** Supplied information follows **
Issue #30, opened 2017-06-13
Implement a thread safe version of rcutils_get_env


mikaelarguedas:
While ensuring thread safety may be impossible we could improve robustness by using thread local storage for the result of the rcutils_get_env function.
This would also be a good time to refactor every part of the code reading environment variables to use this function
Related ticket https://github.com/ros2/rcl/pull/97

wjwwood:
It would be possible to make it thread-safe with a global mutex, but perhaps it would be better to avoid doing that in rcutils_getenv, but protect higher level functions that use it using a mutex. For example, maybe the "right thing" to do is to just mark rcl_create_node as not thread safe, and let rclpy/rclcpp/rclc make it thread safe.

It (probably) wouldn't hurt to also have a thread-safe getenv here, but I'm not sure it should be used in create_node, for example. It would potentially hurt the portability of this library to start requiring mutexs

clalancette:
Looking at rcutils_get_env() in more detail, it looks like there are at least 2 current problems with the thread-safety.  The first problem is obvious and has to do with the global __env_buffer[] on Windows, which is clearly not thread-safe.  The second problem is a bit more subtle.  Since getenv()/getenv_s() both operate on the statically allocated environment for the program, it could be the case that the string is changing (via putenv()/setenv()) while reading it.  The Windows [documentation](https://msdn.microsoft.com/en-us/library/tb2sfw2z.aspx) says as much.

One way to tackle the first problem is to make the contract for rcutils_get_env() such that the string returned is malloc'ed, and responsibility for freeing the memory falls on the caller.  This also mitigates much of the second problem, though doesn't completely remove it.  We could completely mitigate the second problem by adding the mutex, but we would also have to be careful about adding a mutex to any putenv()/setenv() callers.  Since the only callers of putenv()/setenv() are in either tests, or the OpenSplice implementation, my feeling is that we should change the contract here to a malloc'ed string, fix the callers, and go from there.  If we start mucking with the environment more in the future, we can add the mutex then.  Thoughts on that approach?

wjwwood:
I'd rather just make it not thread-safe, but returning a malloc'ed string would be ok I guess. I was think that you could just make the `__env_buffer` thread local (has it's own issues avoiding malloc).

If it does return a copy of the environment variable's value, it should take an allocator.

----

[...]

PR #182, opened 2019-09-17
Modify rcutils_getenv to be thread safe

ivanpauno:
Complements https://github.com/ros2/rcl/pull/502

Documentation about thread local storage:
- https://gcc.gnu.org/onlinedocs/gcc-3.3/gcc/Thread-Local.html
- https://docs.microsoft.com/en-us/cpp/cpp/thread?view=vs-2019
- https://clang.llvm.org/docs/AttributeReference.html#id289

### DIFF
--- a/include/rcutils/thread.h
+++ b/include/rcutils/thread.h
@@ -1,0 +1,33 @@
+// Copyright 2019 Open Source Robotics Foundation, Inc.
+//
+// Licensed under the Apache License, Version 2.0 (the "License");
+// you may not use this file except in compliance with the License.
+// You may obtain a copy of the License at
+//
+//     http://www.apache.org/licenses/LICENSE-2.0
+//
+// Unless required by applicable law or agreed to in writing, software
+// distributed under the License is distributed on an "AS IS" BASIS,
+// WITHOUT WARRANTIES OR CONDITIONS OF ANY KIND, either express or implied.
+// See the License for the specific language governing permissions and
+// limitations under the License.
+
+#ifndef RCUTILS__THREAD_H_
+#define RCUTILS__THREAD_H_
+
+#ifdef __cplusplus
+extern "C"
+{
+#endif
+
+#ifndef _WIN32
+# define THREAD_LOCAL_STORAGE __thread
+#else
+# define THREAD_LOCAL_STORAGE __declspec(thread)
+#endif
+
+#ifdef __cplusplus
+}
+#endif
+
+#endif  // RCUTILS__THREAD_H_
--- a/src/get_env.c
+++ b/src/get_env.c
@@ -21,10 +21,11 @@ extern "C"
 #include <stdlib.h>
 
 #include "rcutils/get_env.h"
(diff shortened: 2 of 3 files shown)


include/rcutils/thread.h
```diff
@@ -0,0 +1,33 @@
...
+
+#ifdef __cplusplus
+extern "C"
+{
+#endif
+
+#ifndef _WIN32
+# define THREAD_LOCAL_STORAGE __thread
+#else
+# define THREAD_LOCAL_STORAGE __declspec(thread)
```
wjwwood: https://github.com/ros2/rcutils/blob/e52f2cfc1aac935bb0e6c35a7f3ad332a56d6d71/include/rcutils/macros.h#L33?

src/get_env.c
```diff
@@ -21,10 +21,11 @@ extern "C"
 #include <stdlib.h>
 
 #include "rcutils/get_env.h"
+#include "rcutils/thread.h"
 
 #ifdef _WIN32
 # define WINDOWS_ENV_BUFFER_SIZE 2048
-static char __env_buffer[WINDOWS_ENV_BUFFER_SIZE];
+THREAD_LOCAL_STORAGE static char __env_buffer[WINDOWS_ENV_BUFFER_SIZE];
```
wjwwood: This may cause memory allocations where before they did not occur, see:

https://github.com/ros2/rcutils/blob/e70143a537a9e1540f77cdb74848346cd11f6c59/include/rcutils/error_handling.h#L101-L141

include/rcutils/thread.h
ivanpauno: It's the windows specific way of declaring a variable thread local. See https://docs.microsoft.com/en-us/cpp/cpp/thread?view=vs-2019.

ivanpauno: Oh, I see we already had this

wjwwood:
`getenv_s` requires that you use your own storage, whereas `getenv` returns just a pointer to it.

Also, neither is thread-safe as far as I know:

> This function is not required to be thread-safe. Another call to getenv, as well as a call to the POSIX functions setenv(), unsetenv(), and putenv() may invalidate the pointer returned by a previous call or modify the string obtained from a previous call.

https://en.cppreference.com/w/c/program/getenv

I'd recommend reading all of https://github.com/ros2/rcutils/issues/30 if you haven't already.

hidmic:
Alright, I see now. And I think the existing one is the best solution. In light of this, should #30 be closed as `won't do`?

wjwwood:
> In light of this, should #30 be closed as won't do?

I'm not sure. I think it's definitely not needed now, but maybe others have an opinion about it. We could close it or leave it open, doesn't matter to me. If we close it we can always reopen it.

clalancette:
I think in light of what we discussed in https://github.com/ros2/rclcpp/pull/987#issuecomment-591559842 , we should close this out in favor of a new PR.  I'm going to go ahead and do that, but feel free to re-open if you disagree.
** End of Supplied information **
Action item
Across the records above, tally the lines that contain "example" and give the result as a number alone.

Answer for the task
2